Despite the growing evidence that long COVID may be a type of autoimmune disease—and some experts are already calling it an “autoimmune-related disorder”— a case can be made for other causes. Leading the pack of alternative explanations is that proteins or RNA from the SARS-CoV-2 virus may remain in tissue, or the virus itself may actually continue to replicate in some individuals, driving chronic inflammation. In support of this theory is the fact that viral proteins and/or RNA have been found in a range of tissue types, including respiratory, cardiac, renal, brain, and muscle, months after COVID-19 infection [16].
Another potential cause of long COVID is that the body could be responding to unresolved tissue damage. This explanation is more feasible for people who had severe infections, particularly those who were in the ICU and likely lost muscle mass.

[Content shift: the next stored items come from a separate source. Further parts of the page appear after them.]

Issue #3104, opened 2019-10-19
Add CSV + JSON Data Export Format


tomgs:
While SQL can be considered quite universal and time-proof, it also requires a database and is heavily geared towards the schema that is used in said database.

If there was a possibility to export the data into a more universal format, i.e. JSON or CSV, in a way that's more "aggregated" (i.e. a single row in the CSV or a single object in the JSON represent all that the system knows about a person) that would be more future-proof, in my opinion.

It shouldn't be too hard to implement, since it's basically just querying around, some massaging of the data, and then dumping into a file.

By no means I mean you should do it though:) This is more a note to myself.

mattdp:
@tomgs I'm also thinking about preserving this data on a long timescale, so I'd support this addition. If you ever seriously consider taking this on, I'd be happy to take a first draft at what the export should include/what massages would be best. I'm sure there's a lot of edge cases that would benefit from multiple thinkers.

tomgs:
Totally agree. If you have some ideas just jot them down here, and we'll
properly spec them out later on.

tomgs:
@mattdp I've invited you to a private repo with my contact details. Just ping me there and we'll catch up!

tomgs:
Alright, Vagrant box being set up right now on my local machine. Since I'm not entirely sure what's the best approach for this, I'm going to hack out a first thing that does a JSON export in a really simple way:  I will simply be an array of contact objects, with just the first name, last name, and gender of the person. Once there's a function that does this, it should not be very difficult to incrementally add more and more fields until we have the whole thing ready. @mattdp If you're for pushing this through thorough an actual specs process, I'm game, just say the word.

tomgs:
I will work of the #3119 branch, and try and add a flag/option for JSON with just the barebones format. @djaiss if you can not merge it tonight (at least until I'm through with it) that would be awesome.

tomgs:
This is now on hold until I get my box up and running. While I can get the Vagrant box up, I can't seem to have the folder sync back to my machine, so I can actually edit the files and make commits to my fork. Will look into it soon.

Issue #2937, opened 2019-08-25
Unable To Export Data


pqhf5kd:
**Describe the bug**
I'm trying to export my data (just to keep a backup) using the Export to SQL button from the hosted MonicaHQ instance but I'm just getting a blank page. Some weeks back I was getting an error but I didn't submit a ticket at the time.
 
**Screenshots**
Clicking the button beings to load https://app.monicahq.com/settings/exportToSql, it finishes and literally a blank page is returned (no source code)

mattdp:
@asbiin  I am experiencing this issue as well, and it makes me nervous about continuing to put data into the system. Thank you for all your help building Monica!

DieselDuz42:
I too am experiencing this issue. 

I dropped an email Sept 9th and have gotten no response.

tomgs:
This is fixed by now, at least on 2.4.* and 2.5.* which I ran today.

mattdp:
@tomgs I don't believe this is working - I tried on PC Firefox and Mac Chrome. I have 2K+ contacts so I would guess it's timing out for people with large databases and working for smaller ones.

@asbiin I'd be happy to investigate further, but don't know much about PHP or how projects are structured - can you point me in the right direction as to where this function is located in the codebase, and I'll try to do some research from there?

tomgs:
@mattdp Ah, sorry about that, my database is indeed smaller than yours. 
Per your question: 

The route that specific settings pages sits on is `/settings/export`, and it is redirected in the router here:
https://github.com/monicahq/monica/blob/c90354c07aa1e302405d6e224c4281e419fa2f09/routes/web.php#L238

The settings controller is defined here:
https://github.com/monicahq/monica/blob/10e73e35b6160bf8a427ddfabb958970297cfb45/app/Http/Controllers/SettingsController.php#L36

If I'm not mistaken, than this is the thing that actually triggers the correct view inside that file:
https://github.com/monicahq/monica/blob/10e73e35b6160bf8a427ddfabb958970297cfb45/app/Http/Controllers/SettingsController.php#L236-L243

This is that view:
https://github.com/monicahq/monica/blob/master/resources/views/settings/export.blade.php#L1-L51

And this is the button that triggers what is eventually giving you an empty page:
https://github.com/monicahq/monica/blob/master/resources/views/settings/export.blade.php#L41

If I'm not mistaken, this is where the export gets triggered:
[...]

PR #3119, opened 2019-10-23
feat: refactor the export process

djaiss:
This PR tries to refactor the export process which currently doesn't work in production, for an unknown reason (but I believe this is because of some sort of memory limitation).

This new way of exporting is way different that what we used to do. Before we were simply looping over all the tables (except some of them defined in an array at the top of the file). Now we are calling explicitly which tables we would like to export.

The file is pretty huge, around 1300 lines, but it lets us control exactly what we want to export, and what we want to avoid to export --- something we didn't have in the past.

Locally it works fast. I don't know if it will work in production, we have to merge to see it.


tomgs:
This is being done (if I understand correctly) to alleviate https://github.com/monicahq/monica/issues/2937. In addition, as a follow up, I'd like to have an option to not be constrained by the schema of the database, and have a more "massageable" format to work with. I was thinking JSON/CSV - see the discussion on https://github.com/monicahq/monica/issues/3104.

phpstan.neon
```diff
@@ -38,3 +38,4 @@ parameters:
         - */app/Helpers/ComposerScripts.php
         - */app/Http/Controllers/DAV/Backend/CardDAV/AddressBookHome.php
         - */app/Providers/BroadcastServiceProvider.php
+        - */app/Services/Account/Settings/ExportAccount.php
```
asbiin: This is bad!

app/Services/Account/Settings/ExportAccount.php
```diff
@@ -0,0 +1,1366 @@
...
+use App\Models\User\User;
+use App\Services\BaseService;
+use App\Models\Account\Account;
+use App\Models\Contact\Document;
+use Illuminate\Support\Facades\DB;
+use App\Exceptions\NoAccountException;
+
+class ExportAccount extends BaseService
+{
+    protected $sql;
```
asbiin: There are 2 problems here:
- first you should not use a class variable here. It's better to use local variable in `execute` function and pass it to each functions.
- this could link to a memory limit problem, because this `$sql` variable could be huge. We should find a way to write each line in a file directly, so there is no risk of memory limit.

app/Services/Account/Settings/ExportAccount.php
```diff
@@ -0,0 +1,1366 @@
...
+        $this->exportReminderRule($data);
+        $this->exportReminderSent($data);
+        $this->exportReminder($data);
+        $this->exportSpecialDate($data);
+        $this->exportTag($data);
+        $this->exportTask($data);
+        $this->exportTermUser($data);
+        $this->exportUser($data);
+        $this->exportWeather($data);
+        $this->exportContactPhoto($data);
```
asbiin: How are we sure this is the right order of recreating(populate) each table?

app/Services/Account/Settings/ExportAccount.php
```diff
@@ -0,0 +1,1366 @@
...
+
+    private function buildInsertSQLQuery(string $tableName, string $foreignKey, array $columns, array $data)
+    {
+        $accountData = DB::table($tableName)
+            ->select($columns)
+            ->where($foreignKey, $data['account_id'])
+            ->get();
+
+        if (! $accountData) {
+            throw new NoAccountException();
```
asbiin: When this could happen?

app/Services/Account/Settings/ExportAccount.php
```diff
@@ -0,0 +1,1366 @@
...
+        $listOfColumns = $columns;
+        foreach ($listOfColumns as $key => $value) {
+            $listOfColumns[$key] = '`'.$value.'`';
+        }
+        $listOfColumns = implode(',', $listOfColumns);
+
+        foreach ($accountData as $singleSQLData) {
+            $columnValues = [];
+
+            $this->sql = $this->sql.'INSERT IGNORE INTO '.$tableName.' ('.$listOfColumns.') values (';
```
asbiin: We may (?) add the prefix table in here.

phpstan.neon
djaiss: Yeah but try removing it and see how it triggers a really, really stupid error as it doesn't understand the context.

app/Services/Account/Settings/ExportAccount.php
djaiss: I've thought about that.
Let me check how I could enhance it.

app/Services/Account/Settings/ExportAccount.php
djaiss: The order doesn't matter as I've disabled the foreign constraints at the beginning of the file. If I remove it, the import is simply impossible due to how we've initially structured the database.

app/Services/Account/Settings/ExportAccount.php
djaiss: ohhh right yes you are right.

djaiss:
> This is being done (if I understand correctly) to alleviate #2937. In addition, as a follow up, I'd like to have an option to not be constrained by the schema of the database, and have a more "massageable" format to work with. I was thinking JSON/CSV - see the discussion on #3104.

Yes exactly. I also agree that we should allow other formats, but in that case, I’m not sure we should try to create a service that does both exports, as each one will be very specific. The drawback of having two services, though, is that we need to duplicate the work in that case.

app/Services/Account/Settings/ExportAccount.php
djaiss: When I export a sample account (using `artisan setup` command), the SQL can go up to 3.5Mb of data. It won't be good in production on large accounts.

tomgs:
> > This is being done (if I understand correctly) to alleviate #2937. In addition, as a follow up, I'd like to have an option to not be constrained by the schema of the database, and have a more "massageable" format to work with. I was thinking JSON/CSV - see the discussion on #3104.
> 
> Yes exactly. I also agree that we should allow other formats, but in that case, I’m not sure we should try to create a service that does both exports, as each one will be very specific. The drawback of having two services, though, is that we need to duplicate the work in that case.

I'm totally in favor of two different services. Let's make it three actually - one for JSON, one for CSV and the one you have for SQL. It will give me a nice intro to the project + it really does make sense to separate concerns in that regard.

djaiss:
> one for JSON

Why JSON though?

djaiss:
@asbiin now the service writes to a temp file directly as the script runs. Locally it’s really fast, I wonder how it will run in production. Can you check the PR again?

app/Services/Account/Settings/ExportAccount.php
```diff
@@ -0,0 +1,1418 @@
...
+        }
+
+        foreach ($contacts as $contact) {
+            $photos = DB::table('contact_photo')
+                ->where('contact_id', $contact->id)
+                ->get();
+
+            foreach ($photos as $photo) {
+                $sql = 'INSERT INTO contact_photo (contact_id, photo_id, created_at, updated_at) values (';
+                $sql .= $photo->contact_id.','.$photo->photo_id.",'".$photo->created_at."','".$photo->updated_at."');".PHP_EOL;
```
asbiin: Just need to finish this instructions. Why not using `$this->buildInsertSQLQuery` here?

app/Services/Account/Settings/ExportAccount.php
```diff
@@ -188,7 +189,7 @@ private function buildInsertSQLQuery(string $tableName, string $foreignKey, arra
     private function writeToTempFile(string $sql)
     {
         Storage::disk('local')
-            ->append($this->tempFileName, $sql);
+            ->append($this->tempFileName, $sql, '');
```
djaiss: Why do you keep adding this? The `append` method only takes two arguments!

djaiss: @asbiin my comment above

asbiin: The 3rd argument is a prepend string to insert between the existing string in the file and the appended content.
See https://github.com/laravel/framework/blob/5.8/src/Illuminate/Filesystem/FilesystemAdapter.php#L305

Unearthing the causes of long COVID is far more than an academic exercise because it could pave the way for developing treatments. Last year, doctors gave a 59-year- old man an experimental drug for his glaucoma that blocks GPCR autoantibodies [17]. The patient also suffered from long COVID and had autoantibodies against GPCRs. In addition to improvements in his glaucoma, the man recovered from fatigue, brain fog, and loss of taste for at least 4 weeks. Experts hope that breakthroughs like these will give way to improvements in research, diagnosis, and treatment for long COVID.
“There are a lot of nice therapies that we can use to target people’s B-cells [if a subset of people with long COVID can be shown to have B-cell disorders],” Dr. Luning Prak says. “Maybe that can put them into remission from long COVID and maybe they never have it again.”